福岡市東区で2001年2月に高齢夫婦が殺害された事件は、未解決のまま21年がたった。この間、遺族は遺品などを通じ夫婦の家族への思いに触れてきた。「なぜ、両親が殺されなくてはならなかったのか」。そんな思いが消えることはない。
東署によると、01年2月26日、福岡市東区若宮5丁目の住宅で金丸金次郎さん(当時80)と妻の愛子さん(同73)が遺体で見つかった。金次郎さんはのどに切り傷があり、愛子さんは首と両足に電気コードが巻かれていた。死因は金次郎さんが窒息死、愛子さんは頸髄(けいずい)損傷。2人は17日夜に殺害された可能性が高く、現場の状況などから、県警は強盗殺人事件として捜査している。
千葉県に住む次女の藤堂早苗さん(66)は事件当日、署からの電話で金次郎さんが亡くなったことを知らされた。愛子さんのことを聞いても答えてくれなかったので、いたずら電話かとも思ったが、テレビのニュースが実家の映像とともに、事件のことを報じていた。頭が真っ白になった。

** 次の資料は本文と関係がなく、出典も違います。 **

PR #1218, opened 2023-09-15
Fix UE 5.3 unit tests (disable sublevel test)

csciguy8:
Turn off the Sublevels test "ensures only one sub-level instance is visible in the editor at a time".

Disable it only when running on UE 5.3, and only when running headless (CI).

From my debugging, I can see that `UCesiumSubLevelSwitcherComponent` isn't getting a chance to tick in between when `SetIsTemporarilyHiddenInEditor` is called and when the result is checked using `IsTemporarilyHiddenInEditor`. Works fine in the other versions.

Could be a bug introduced in 5.3, or they changed the timing for the automation framework intentionally.


cesium-concierge:

csciguy8:
Closing this PR as it is not required anymore. Issue has been fixed with #1219

PR #1219, opened 2023-09-18
Make sure editor sub-levels are hidden even when not ticking.

kring:
Fixes the test that was disabled in #1218 because it failed in UE 5.3.

The problem is that in UE 5.3, when running headless, ActorComponents never have their TickComponent called. Why? Because there are no editor viewports, and so the engine only does a `ELevelTick::LEVELTICK_TimeOnly` type of tick, which explicitly does not tick actor or their components. Without the `UCesiumSubLevelSwitcherComponent` tick, there's nothing that disables other sub-levels when a new one is activated.

I don't know if this is a UE 5.3 bug. The closest thing I can find in the changelog is this:

> Disabled real-time viewports when the editor process is in the background and bThrottleCPUWhenNotForeground.

But in any case I've worked around it in this PR by making `CesiumEditorSubLevelMutex` now explicitly schedule the necessary operation on the game thread. This way it will still happen even if the engine doesn't tick. It's harmless and has almost no cost for it to happen multiple times.

### DIFF
--- a/Source/CesiumEditor/Private/CesiumEditorSubLevelMutex.cpp
+++ b/Source/CesiumEditor/Private/CesiumEditorSubLevelMutex.cpp
@@ -1,6 +1,7 @@
 // Copyright 2020-2023 CesiumGS, Inc. and Contributors
 
 #include "CesiumEditorSubLevelMutex.h"
+#include "Async/Async.h"
 #include "CesiumGeoreference.h"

家族は両親と藤堂さん、弟の4人家族。父親は温和な性格で、怒られた記憶はない。社交的な母親は手先も器用で、セーターを手作りしてくれた。最後に会ったのは事件の数年前。旅行の途中、千葉の自宅に立ち寄ってくれた。2人の孫である藤堂さんの娘と2時間ほどを一緒に過ごし、金次郎さんが写真を撮って喜ぶ姿が記憶に残っている。